# Using canned cheese sauce instead of shredded cheese.



## jtnippon

Ok, first off, please try not to laugh, or get angry.

I'm just experimenting here.

History: I'm all about trying new things. I've used imitation shredded, squeeze cheese in shelf-stable squirt bottles, and made my own dry mix from dehydrated butter powder, nonfat dry milk, flour, dehydrated cheddar cheese powder, onion powder, and even used velveeta in all sorts of things from casseroles to mac and cheese to grilled cheese sandwiches. All work, obviously the tastes vary, but they all melt, and all brown under a broiler.

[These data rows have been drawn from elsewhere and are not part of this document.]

PR #1190, opened 2018-02-13
Change alpine version to permit ARM and amd64 deployment 

Themimitoof:
Hello,

I edited the Dockerfile to permit the deployment of Searx on _amd64 (x86_64) and ARM architectures_ (for example: Scaleway and SBCs like Raspberry). The alpine-3.5 version only supports x86 architecture but the 3.6 and later purpose x86_64, armhf and arm64 architectures.

I checked if errors occured when I built the docker image and no error in _Scaleway ARM64_ instance and on a _Raspberry Pi 3_.


asciimoo (approved):
Thanks!

PR #2811, opened 2020-12-23
Adding a "commit-info" message

carterm:
This should create a json file with the commits included in the deployment.  We can use this to verify deployments.


chachasikes (approved):
Curious: where will this message appear? @carterm

carterm:
Should just create a file in the root.

carterm:
Holding off to deploy this for a bit until i can watch it.

PR #2815, opened 2020-12-23
CCG-808 Enlarged hover target areas for Pop, 100k and Missingness (skinny bar charts).

jbum:
After drawing a bar, we draw a second bar on top of it which is transparent, but 20 pixels thicker, and is used for both the aria label and the hover-area for tooltips.  

In the case of the pop chart (which has two bars per item), we use a single large hover area over both of the skinny bars.


chachasikes (approved):
Ooh! Variables! :)

PR #2816, opened 2020-12-23
proper file path for commit info

carterm:
didn't work last time.  adding the "docs" prefix


chachasikes (approved):
yay for correct paths :)

PR #2837, opened 2020-12-28
CCG-908 Tweaked positioning and size of x-axis labels and caption.

jbum:
This corrects some visual glitches for the bar chart on mobile and tablet.
Increased bottom margin to account for changes in aspect ratio, so X-Axis label doesn't collide with tick text.
Increased size of SVG for tablet and non-retina mobile.
Changed aspect ratio of retina mobile to match better.
Adjusted tick text sizes for mobile and tablet for readability and proportions.


aaronhans (approved):

chachasikes (approved):
awesome

PR #2847, opened 2020-12-29
CCG-908 Additional chart tweaks for mobile.

jbum:


jbum:
Added a hack which checks the relative proximity of the 3rd and 4th bars in the chart. If the 4th bar is closer, we left-align the "Statewide cases" caption. Otherwise, we right align it as usual.

chachasikes (approved):
Lots of tweaks! :)

PR #2851, opened 2020-12-29
Task/ccg 481 kk feedback footer

aaronhans:
This is the update to the page feedback component in the footer created by Konstantin

We have abandoned the published component because that was a universal widget that could have been used on other sites. Now we have something that reads in ethnio urls and is only appropriate for use on the covid site.

- Translated strings come from WordPress, in the common-page-labels post which has been published to staging
- Those strings are used in the njk template and fed into the component as data attributes

- The component still collects info typed into a form field on the page that is shown if you say you did not find what you need
- This info goes to the Azure CosmosDB as it did in the last version of the component
- Links to different ethnio surveys are presented based on whether you said you found what you wanted or not

### DIFF
--- a/package-lock.json
+++ b/package-lock.json
@@ -1644,11 +1644,6 @@
         "awesomplete-es6": "^1.2.2"
       }
     },
-    "@cagov/pagerating": {
-      "version": "2.0.0",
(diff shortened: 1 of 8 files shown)


chachasikes (approved):
I see that we removed a page rating npm package, added a new web component (which looks nice by the way)

Awesome pull request with ticket number & a summary of the change!

PR #2854, opened 2020-12-29
CCG-1112 Stacking legends. Other mobile fixes.

jbum:
Stacking legends on pop chart vertically when width of chart is < 400 to avoid text cropping on mobile.
Positioning fix to avoid legend cropping on line chart.
Better proportions on line chart on retina.


chachasikes (approved):
Approved!

aaronhans (approved):

aaronhans:
nice

PR #2858, opened 2020-12-30
add some documentation for css purging

aaronhans:
CSS purging confusion comes up sometimes, wrote some docs

### DIFF
--- a/README.md
+++ b/README.md
@@ -64,7 +64,7 @@ We need to balance pregenerating a lean site with ease of authoring. We do this 
 
 # Development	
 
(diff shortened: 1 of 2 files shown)


chachasikes (approved):
Docs!

jbum (approved):
Thanks! Curious what other differences there are between npm run dev and npm run start. Guess I'll take a look...

aaronhans:
> Thanks! Curious what other differences there are between npm run dev and npm run start. Guess I'll take a look...

- The javascript transpilation to support IE11 doesn't get run in dev mode
- The js and css in each page are referenced in script and link files in dev mode instead of inlined into the HTML. This lets js and css changes reload right away instead of requiring a new 11ty build.

PR #2865, opened 2020-12-30
CCG-1094 Added suppression captions to 100k chart for consistency with pop chart.

jbum:


jbum:
Still evaluating multi-line caption options.

chachasikes (approved):

PR #2866, opened 2020-12-30
CCG-208 Updated English title of latest-news page.

jbum:
Quick English-only patch. There is some internal discussion of how to deal with translations on manual-generated pages.


coreycaitlin (approved):
👍

PR #2871, opened 2021-01-01
Fixing 2020 GMT issue

carterm:
So I guess we never thought this would go into next year...


aaronhans (approved):
thanks for sorting this out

The question: I was walking through BJ's today and saw a huge 100+ oz can of prepared cheddar cheese sauce that restaraunts use. Can I use this for things I might use shredded cheddar cheese on? Like Chicken divan, mac and cheese casserole, and other various things? I mean obviously it'd make a good dip or to spread of steak and cheese/roast beef sandwiches but I wanted to know if it might work in other ways too. Just a thought.

Thanks for looking and hopefully, responding.


----------



## jpmcgrew

Sure you can use this kind of cheese but I think you really need to explore other cheeses like real cheese swiss,provolone,blue cheese all the cheddars etc just some you can find locally.And then go further and learn some of the cheeses from other countries.If you like cheese these will blow your mind Im not kidding you will find some that will take you straight to heaven.They are so,so good.Unique Gourmet Gift Baskets, Cheese, Specialty Food, Cheese Gifts: igourmet
check out this site you will see just what exists in the cheese world be sure to check out descriptions.


----------



## keltin

jpmcgrew said:
			
		

> Sure you can use this kind of cheese but I think you really need to explore other cheeses like real cheese swiss,provolone,blue cheese all the cheddars etc.And then go further and learn some of the cheeses from other countries.If you like cheese these will blow your mind Im not kidding you will find some that will take you straight to heaven.They are so,so good.Unique Gourmet Gift Baskets, Cheese, Specialty Food, Cheese Gifts: igourmet
> check out this site you will see just what exists in the cheese world be sure to check out descriptions.


 
Ok, here’s a question, if you want to use real cheese, but want a cheesy sauce like “Cheese Whiz”, what would you do?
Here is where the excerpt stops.